As a recommendation for best practice, plans and specifications should indicate when a standpipe is required during construction. In a cold climate subject to freezing, a ‘wet’ riser requires insulation and heat-tracing. Since the location of and access to a standpipe system may differ somewhat during construction from the final design, it is helpful to communicate this information to the local fire service.
Detection and alarm systems
If a fire occurs during construction site hours, the primary aim is to ensure everyone onsite reaches safety as quickly as possible. To this end, NFC requires a system capable of sounding an alarm to be heard throughout the construction site to alert personnel in the event of a fire—this could be as simple as an air horn next to the fire extinguisher on each floor. Such equipment and its associated response usually occurs in parallel with other emergency procedures to notify the fire service and respond to the fire.
Significant factors in reducing potential damage arising from a fire are detection speed and a reliable means of alerting emergency services. The amount of damage that can occur from a fire in a building under construction is impacted by the time it takes fire service to be made aware of it.
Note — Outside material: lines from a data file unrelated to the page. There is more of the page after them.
PR #5615, opened 2026-08-17
[WIP] Host Thread Safety: Make Global State Race-Free

ax3l:
I wanted to see what it takes to make AMReX thread-safe (enough) to support a [GIL-free Python](https://github.com/AMReX-Codes/pyamrex/issues/612) ([PR 614](https://github.com/AMReX-Codes/pyamrex/pull/614), [docs preview](https://pyamrex--614.org.readthedocs.build/en/614/usage/threading.html)) implementation of pyAMReX. This is what it took and the overhead seems basically negligently (+0.2%) low so far.

I do not expect we need to merge this desperately, but it's an idea I would like to explore and discuss :)

---

Claude artifacts summary: https://claude.ai/code/artifact/81c8f43e-4cdd-483f-8060-2bcf6c24f6f5?via=auto_preview

---

## Summary

AMReX can be driven from host threads it did not create — most commonly Python threads on a free-threaded ([PEP 703](https://peps.python.org/pep-0703/)) interpreter through [pyAMReX](https://github.com/AMReX-Codes/pyamrex), but equally `std::thread` in a C++ application. This makes the process-global state such a program reaches race-free.

One line explains why the surface is as large as it is — `Src/Base/AMReX_OpenMP.H:38`:

```cpp
constexpr int get_thread_num () { return 0; }   // when !AMREX_USE_OMP
```

Without OpenMP every host thread reports itself as OpenMP thread 0. So per-thread state indexed by that number collapsed onto one slot, and `omp critical` / `omp atomic` — AMReX's only mutual exclusion for several global caches — excluded nothing at all.

## What changed

| State | Where | Fix |
|---|---|---|
| `MFIter::depth`, the counter behind `AMREX_ALWAYS_ASSERT(depth == 1)` | `AMReX_MFIter.cpp` | `thread_local` — nesting is a per-thread property, so **each thread may now drive its own MFIter**, including over the same `FabArray` |
| Tile-array, FillBoundary, ParallelCopy, rotate, FillPatch, CrseFine, ParFor caches; `m_BD_count`; all flushers; the region-tag stack | `AMReX_FabArrayBase.cpp` | one `std::recursive_mutex`; the one reader, `FabArray::AllocFabs()`, goes through a new locked `regionTags()` snapshot |
| `FabArrayStats` counters, `comm_meta_data_id` | `AMReX_FabArrayBase.{H,cpp}` | atomics |
| `DistributionMapping::getIndexArray()` — lazily fills two vectors in the *shared* `DMRef` | `AMReX_DistributionMapping.cpp` | mutex, with no unlocked fast path |
| `BoxArray::getHashMap()` / `clear_hash_bin()`, `EBCellFlagFab::m_typemap` (including `resetType()`), ParticleTile runtime-pointer caches | 3 files | `omp critical` → `std::mutex` |
| The **default `Geometry`**. `Setup()` is a check-then-act on it and *every* `Geometry::define()` calls it, so two threads building the first `Geometry` of the process both ran the body and either could read a half-written `RealBox`. The window reopens on every `Initialize()`, since the default hangs off `AMReX::top()` | `AMReX_Geometry.cpp` | one mutex over `Setup()`, `define()`'s reads, all three `ResetDefault*`, the default-copying constructor and `operator>>` |
| `amrex::Random()` generators, indexed by `get_thread_num()` | `AMReX_Random.cpp` | per-thread generator; `InitRandom()` serialised, and it claims `generators[0]` so that slot stays tied to the OpenMP master |
| ParmParse table — a *query* writes the entry's use count, type hint and last value | `AMReX_ParmParse.cpp` | one `std::recursive_mutex`; `queryAdd()`/`queryAddWithParser()` hold it across the query-then-add (a new `tableMutex()` accessor lets the header templates do that); a new `tableCopy()` for callers that want to walk the table; the `omp atomic` / `omp single nowait` directives are gone, the latter having silently dropped every team member's write but the first |
| **GPU execution-scope flags** — `in_launch_region`, `in_graph_region`, `in_single_stream_region`, `in_nosync_region` | `AMReX_GpuControl.{H,cpp}` | `thread_local` behind out-of-line accessors, with the setters broadcasting so an OpenMP team still observes a guard opened outside it |
| `Gpu::Device::gpu_stream_index` | `AMReX_GpuDevice.{H,cpp}` | `thread_local` — each host thread gets its own stream |
| **`CArena`** — every mutator already took `carena_mutex`, but `PrintUsage`, `operator<<`, `heap_space_used()`, `heap_space_actually_used()`, `sizeOf()` and `freeableMemory()` read that state unlocked, including `m_busylist.size()` on a container another thread is rehashing. `Arena::print_usage`/`print_usage_to_files` are bound in pyAMReX | `AMReX_CArena.{H,cpp}` | readers locked; mutex made recursive because the out-of-memory path re-enters on the same thread; the OOM diagnostic itself uses `try_to_lock` (see below) |
| `Particle::the_next_id` (three mirrored copies) | `AMReX_Particle.H` et al. | `std::atomic<Long>` |
| `Tokenize()` scratch + `strtok`; `VisMF::persistentIFStreams`; `VisMF`'s `s_layout_cache`, reached by `VisMF::Read()` whenever it is handed an undefined MultiFab — which is what pyAMReX's `amr.VisMF.Read(name)` does every call | `AMReX_Utility.cpp`, `AMReX_VisMF.*` | `thread_local`, `strtok_r`, and a mutex for the layout cache |
| `VisMF::Read`'s `static double totalTime` accumulator (only written when `vismf.verbose`) | `AMReX_VisMF.cpp` | `std::atomic<double>` |
| `ParallelContext::Frame::get_inc_mpi_tag()` | `AMReX_ParallelContext.cpp` | mutex — locally unique tags (see the caveat below) |
| Lazy `static X; static bool first;` blocks | `AMReX_ParticleContainerBase.cpp`, `AMReX_ParticleContainerI.H` | function-local statics; the shared `particles.*` settings move to `ParticleContainerBase::ReadStaticParameters()`, guarded once per `Initialize()` rather than once per template instantiation |

## Three worth calling out

**`MFIter::currentDepth()` changes meaning.** It now reports the *calling thread's* nesting, not a process-wide count. It has no in-tree callers, but note this is also an OpenMP behaviour change: a non-master team member used to read the master's incremented value and now reads zero.

**`InitRandom()` reseeds global state.** `ParticleContainer::InitRandom()` forwards to it, and on a GPU build it frees and reallocates the device RNG array — four threads calling it concurrently was a host-heap double free. It is now serialised, but no locking makes reseed-while-others-draw meaningful, so it is documented as belonging on one thread before workers start. That is an API-shape question worth a separate look.

**The GPU execution-scope flags could not be left to caller discipline.** They were process-global with save/restore RAII guards, and the first version of this PR documented them as the caller's problem. That is not achievable: AMReX opens those guards *itself* inside ordinary API calls — `ParticleContainer::addParticles()` opens a `Gpu::NoSyncRegion`, `Gpu::AnyOf()` behind `MultiFab::contains_nan()`/`contains_inf()` opens a `Gpu::LaunchSafeGuard`, and both are bound in pyAMReX. Two threads calling `add_particles()` interleave as save(false) / save(true) / restore(false) / restore(true), leaving `in_nosync_region` stuck `true` for the rest of the run, after which AMReX silently stops synchronizing streams. Hence the per-thread rework. AMReX's own `omp parallel if (Gpu::notInLaunchRegion())` clauses are evaluated by the encountering thread, so they read the thread-local; only queries made *inside* a team read the broadcast value.

Relatedly, the out-of-memory diagnostic must never block. `Arena::out_of_memory_abort()` walks *every* arena taking each `carena_mutex`, and `the_pinned_arena` is a separate `CArena` even in a CPU-only build — so a thread OOMing inside `The_Arena` and one OOMing inside `The_Pinned_Arena` would deadlock against each other, with no diagnostic, in exactly the situation the diagnostic exists for. Two threads exhausting memory at once is the ordinary case under free threading, so `CArena::PrintUsage(std::ostream&)` and `operator<<` take the lock with `try_to_lock` and print unlocked (marked as such) when it is busy.

## Docs

New `Host Thread Safety` section in `Basics.rst` stating what is guaranteed and what stays the caller's responsibility: concurrent writes to the same data, `Initialize`/`Finalize`, MPI without `AMReX_MPI_THREAD_MULTIPLE`, `TinyProfiler`, `Gpu::setExternalStream()`, dynamic `MFIter` scheduling, the unlocked `AMReX::empty()`/`size()`/`top()` accessors, and `EB2::Build()`'s unguarded index-space stack. The GPU execution-scope guards have *moved off* that list, since they are now per-thread. The `Random()` FAQ entry is updated, including the caveat that inside an OpenMP parallel region the generator is still selected by thread number.

## Testing

Exercised through pyAMReX's free-threading suite (AMReX-Codes/pyamrex#614) on CPython 3.14 free-threaded, built against this branch:

- **CPU** — full pyAMReX suite 249 passed / 95 skipped with `PYTHON_GIL=0` and `=1` alike; 450/450 over 30 repeats of the concurrency tests. pyAMReX CI now has a job on a genuinely free-threaded interpreter (`3.14t`) which asserts `Py_GIL_DISABLED`, asserts the GIL is still off *after* importing pyAMReX, and runs the suite both ways — previously nothing in CI checked the headline claim.
- **AMReX's own test suite** — 76/76 with `AMReX_OMP=ON` + MPI + EB in Debug, and 76/76 on CUDA (nvcc 13.3, RTX A2000), including `GPU_ExternalStream_3d`.
- **ThreadSanitizer** — no remaining races in AMReX code. TSan found two of the fixes above (`FabArrayStats`, the `ParticleContainer` lazy init) that value-asserting tests could not. Run against an earlier revision of this branch.
- **SYCL** — run on hardware (Intel Iris Xe, icpx 2026.1) against an earlier revision. At the current head the backends are compile-verified only: AMReX's own CI plus pyAMReX#614's matrix, pinned at this commit, build it green under SYCL, ROCm/HIP 6.3.2, ICPX, MSVC and clang-cl. The Windows jobs matter here — MSVC forbids `dllexport` on a `thread_local`, which is why the stream index and the execution-scope flags sit behind out-of-line accessors.
- **Cost** — an `MFIter` + `FillBoundary` loop, six alternating runs against an unmodified `development` build: paired mean **+2.0 %, standard deviation 4.4 %**, best-of-six **−0.3 %**. Each build's own run-to-run spread is 10–13 % on this machine, so the added locking is below what this setup can resolve; it is not a measurement of zero, just of "smaller than the noise". A quiet machine would be needed to put a real bound on it.

Several of the fixes came from tests failing (the `DistributionMapping` segfault, the CUDA `InitRandom` double free), two from TSan, and a large majority from six rounds of adversarial review — including three cases where a fix in one round introduced the bug found in the next (the `CArena` OOM deadlock and its cross-arena successor, and the RNG slot-0 claim).

## Not addressed here

- **`Gpu::Device::gpuStream()` no longer inlines** (GPU builds). It calls the out-of-line `Device::getStreamIndex()`, so every kernel launch, `streamSynchronize()` and `freeAsync()` pays a call plus a TLS access plus a bounds check, where `gpu_stream_pool[gpu_stream_index[tid]]` used to inline; the scope-flag queries above are out-of-line for the same reason. Deliberate: the alternative is an `extern thread_local` in the header, and MSVC forbids `dllexport` on a `thread_local` — on a Windows shared build an unexported one would give the DLL and the module *separate* instances, i.e. silently wrong streams. Against a ~5–10 µs launch the added ~10–20 ns is well under 1 %, but anyone measuring many-small-kernel launch overhead should check it and can add a platform-specific fast path.
- An `AMReX_OMP=ON` build driven from **several host threads at once** remains out of scope: the RNG selects by OpenMP thread number inside a parallel region, and the GPU scope flags share their broadcast slots. Pick one thread pool.
- `noexcept` functions that now take a lock (`CArena::heap_space_used`/`heap_space_actually_used`/`sizeOf`, `Geometry::ResetDefault*`, the four `EBCellFlagFab` queries): `std::scoped_lock`'s constructor can in principle throw `std::system_error`, which inside `noexcept` is `std::terminate`. Dropping `noexcept` would change public signatures, and AMReX aborts on errors anyway.
- `EBCellFlagFab::getType(Box)` takes a process-global mutex per call. That matches the `omp critical` it replaced when `AMReX_OMP=ON`, but in an OMP=OFF build the old code compiled to nothing — the serial build is the one that pays for the correctness. Same shape as the `fabarray_cache_mutex` and `g_table_mutex` additions.
- `FabArray::build_arrays()` (`AMReX_FabArray.H:2092`) builds a `mutable` cache from a `const` method with no lock. Not reachable from pyAMReX, but it contradicts "concurrent reads of one object are safe".
- `MFIter::nextDynamicIndex` is correct within an OpenMP team but shared across teams.
- The region-tag stack is now locked, but a *stack* shared by threads is only meaningful when one thread uses it — `RegionTag` is RAII, so two overlapping guards on different threads still pop each other's tag. `thread_local` would fix that and would also stop an OpenMP team inheriting a tag opened outside it; only `Src/Amr` uses it today.
- MPI: `get_inc_mpi_tag()` is now locally unique, but two ranks can still pair up mismatched tags if they admit threads in different orders; the same applies to the `ReduceBoolAnd` inside `VisMF::Read`. AMReX also never stores the provided MPI thread level. Worth its own PR.
- `NFilesIter::currentDeciderIndex` (`AMReX_NFiles.cpp:10`) and `StreamRetry::nStreamErrors` (`AMReX_Utility.cpp:558`) are process-global and written unlocked on the plotfile-write path. Covered by the existing "plotfile writes are MPI-collective, one thread" rule, except in a no-MPI build where two concurrent writes would otherwise be reasonable.
- The lazy MPI datatype/op handles in `AMReX_ParallelDescriptor` are check-then-act on process-global handles. In-tree the only instantiation pyAMReX can reach needs multi-GiB-per-rank MultiFabs; the real exposure is downstream `Bcast<IntVect>`/`<Box>`.
- `AMREX_MEM_PROFILING`-only counters — `num_multifabs*` (`AMReX_MultiFab.cpp:31`) and `BARef::numboxarrays`/`total_*_bytes*` (`AMReX_BoxArray.cpp:26`) — are plain `++`/`--`/max in constructors and destructors. Left alone deliberately: no CI job sets `AMReX_MEM_PROFILE=ON`, so converting them would be an untested change to an untested configuration.
- `EB2::IndexSpace::m_instance` is an unguarded push/erase stack; already documented as the caller's responsibility, as is `Lazy::reduction_queue` (which the CMake build never enables).

## Build note for SYCL

`AMReX_SYCL_SPLIT_KERNEL` defaults `ON`, emitting one device image per kernel. Linking pyAMReX that way drove `sycl-post-link` past 31 GB and it was still climbing after an hour on a 62 GB machine; with `AMReX_SYCL_SPLIT_KERNEL=OFF` the whole build takes about twenty minutes.

### DIFF
--- a/Docs/sphinx_documentation/source/Basics.rst
+++ b/Docs/sphinx_documentation/source/Basics.rst
@@ -2738,10 +2738,16 @@ AMReX's process-global state is safe under that:
   generator, seeded from the same sequence as the OpenMP ones. Only the OpenMP
   generators take part in :cpp:`SaveRandomState`/:cpp:`RestoreRandomState`.
 - Particle IDs (:cpp:`Particle::NextID()`) are handed out atomically.
-- The GPU stream index is per thread, so each host thread submits to a stream of
-  its own from :cpp:`Gpu::Device::gpuStream()`.
+- The current-stream index is per thread, so one host thread can no longer
+  change the stream another is submitting to. The stream *pool* is still
+  shared, and an :cpp:`MFIter` walks it from index 0 in every thread, so two
+  threads can still land on the same stream.
 - :cpp:`amrex::Tokenize()` uses per-thread scratch and returns a per-thread
   result.
+- :cpp:`VisMF`'s persistent input streams are per thread, since an
+  :cpp:`std::ifstream` carries a single read position. Note that
+  :cpp:`VisMF::CloseAllStreams()` therefore closes only the calling thread's;
+  the rest close when their thread exits.
 
 What remains the caller's responsibility:
 
@@ -2753,7 +2759,7 @@ What remains the caller's responsibility:
 - :cpp:`amrex::InitRandom()` -- and therefore
   :cpp:`ParticleContainer::InitRandom()`, which calls it -- *reseeds* the
   global generators, and on a GPU build frees and reallocates the device RNG
-  state. Concurrent calls are serialised, but reseeding while another thread
+  state. Concurrent calls are serialized, but reseeding while another thread
   draws numbers is still a logical race (a use-after-free on the device). Seed
   before starting worker threads.
 - **MPI**, unless AMReX is built with ``AMReX_MPI_THREAD_MULTIPLE=ON``.
--- a/Docs/sphinx_documentation/source/Basics.rst
+++ b/Docs/sphinx_documentation/source/Basics.rst
@@ -2708,6 +2708,65 @@ assertion, one could call
     logical :: old_flag
     old_flag = amrex_mfiter_allow_multiple(.true.)
 
+.. _sec:basics:hostthreads:
+
+Host Thread Safety
+==================
+
+.. highlight:: c++
+
+Besides OpenMP, AMReX can also be driven from host threads it did not create
+itself -- most commonly Python threads on a free-threaded (`PEP 703
+<https://peps.python.org/pep-0703/>`__) interpreter through `pyAMReX
+<https://pyamrex.readthedocs.io>`__, but equally :cpp:`std::thread` in a C++
+application. Such a thread is not part of any OpenMP team, so
+:cpp:`amrex::OpenMP::get_thread_num()` reports ``0`` for it -- and in a build
+without OpenMP it reports ``0`` for every thread.
+
+AMReX's process-global state is safe under that:
+
+- The caches behind :cpp:`MFIter`, :cpp:`FillBoundary` and :cpp:`ParallelCopy`,
+  and the reference counts that decide when they are flushed, are mutex
+  protected.
+- The nesting counter behind the "Nested or multiple active MFIters" assertion
+  is per thread, so **each thread may drive its own MFIter**, including over the
+  same :cpp:`FabArray`. Consequently :cpp:`MFIter::currentDepth()` reports the
+  calling thread's nesting only.
+- The :cpp:`ParmParse` table is mutex protected, including on *query*, which
+  updates the entry's use count and type hint.
+- :cpp:`amrex::Random()` and friends give a thread AMReX did not create its own
+  generator, seeded from the same sequence as the OpenMP ones. Only the OpenMP
+  generators take part in :cpp:`SaveRandomState`/:cpp:`RestoreRandomState`.
+- Particle IDs (:cpp:`Particle::NextID()`) are handed out atomically.
+- The GPU stream index is per thread, so each host thread submits to a stream of
+  its own from :cpp:`Gpu::Device::gpuStream()`.
+- :cpp:`amrex::Tokenize()` uses per-thread scratch and returns a per-thread
+  result.
+
+What remains the caller's responsibility:
+
+- **Concurrent writes to the same data.** Two threads writing the same box, or
+  overlapping regions of one :cpp:`Array4`, is a data race, exactly as it would
+  be inside an OpenMP region.
+- :cpp:`amrex::Initialize()` and :cpp:`amrex::Finalize()`, and process-wide
+  policy such as :cpp:`SetVerbose()` or the error handler: one thread only.
+- :cpp:`amrex::InitRandom()` -- and therefore
+  :cpp:`ParticleContainer::InitRandom()`, which calls it -- *reseeds* the
+  global generators, and on a GPU build frees and reallocates the device RNG
+  state. Concurrent calls are serialised, but reseeding while another thread
+  draws numbers is still a logical race (a use-after-free on the device). Seed
+  before starting worker threads.
+- **MPI**, unless AMReX is built with ``AMReX_MPI_THREAD_MULTIPLE=ON``.
+  Otherwise AMReX calls :cpp:`MPI_Init` rather than :cpp:`MPI_Init_thread`, and
+  collectives must not be entered from two threads at once.
+- :cpp:`TinyProfiler`: its section stack is global and asserts on nesting.
+- :cpp:`Gpu::setExternalStream()`, and dynamic :cpp:`MFIter` scheduling
+  (:cpp:`MFItInfo::SetDynamic`), which shares one counter across an OpenMP team.
+
+Note that host threads and OpenMP are two thread pools over the same cores.
+Using both oversubscribes the node; pick one, or cap ``OMP_NUM_THREADS`` so that
+the product matches the core count.
+
 .. _sec:basics:fortran:
 
 Fortran and C++ Kernels
--- a/Docs/sphinx_documentation/source/Basics.rst
+++ b/Docs/sphinx_documentation/source/Basics.rst
@@ -2768,6 +2768,16 @@ What remains the caller's responsibility:
 - :cpp:`TinyProfiler`: its section stack is global and asserts on nesting.
 - :cpp:`Gpu::setExternalStream()`, and dynamic :cpp:`MFIter` scheduling
   (:cpp:`MFItInfo::SetDynamic`), which shares one counter across an OpenMP team.
+- The GPU execution-scope guards -- :cpp:`Gpu::LaunchSafeGuard`,
+  :cpp:`Gpu::GraphSafeGuard`, :cpp:`Gpu::SingleStreamRegion`,
+  :cpp:`Gpu::NoSyncRegion` -- and :cpp:`Gpu::setExternalStream()`. These set
+  process-wide mode flags and restore them on scope exit, so one thread's guard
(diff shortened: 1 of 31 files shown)


ax3l:
Closing for now, because so far just a draft and can be revived later.

I want to explore one more approach as in https://github.com/AMReX-Codes/pyamrex/pull/614#issuecomment-5373398259 to try something minimal around the compute regions, where we nearly all AMReX functions in a single-threaded region.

Numerous challenges exist in installing fire detection systems during construction. Some devices may be activated by operations conducted onsite. For example, hot work can generate products of combustion, such as heat and smoke. For this reason, some sites de-activate detection systems during work hours, reinstating the protection when the site is relatively unoccupied. Detectors can suffer physical damage due to handling and other construction activities, although the addition of guards to surround detectors can reduce the degree or frequency of damage. Regular cleaning or replacement of detectors may also be considered.
Fire sprinkler systems
Challenges similar to those described for fire detection/alarm systems and standpipes also apply to the installation of temporary or permanent automatic sprinklers at any stage of construction. There are specific sprinkler-related issues to be considered in contemplating either the early installation of a permanent sprinkler system—if one is to be present in the completed building—or installation of temporary sprinklers, which may be separate from, or make use of, a permanent system’s water-supply piping.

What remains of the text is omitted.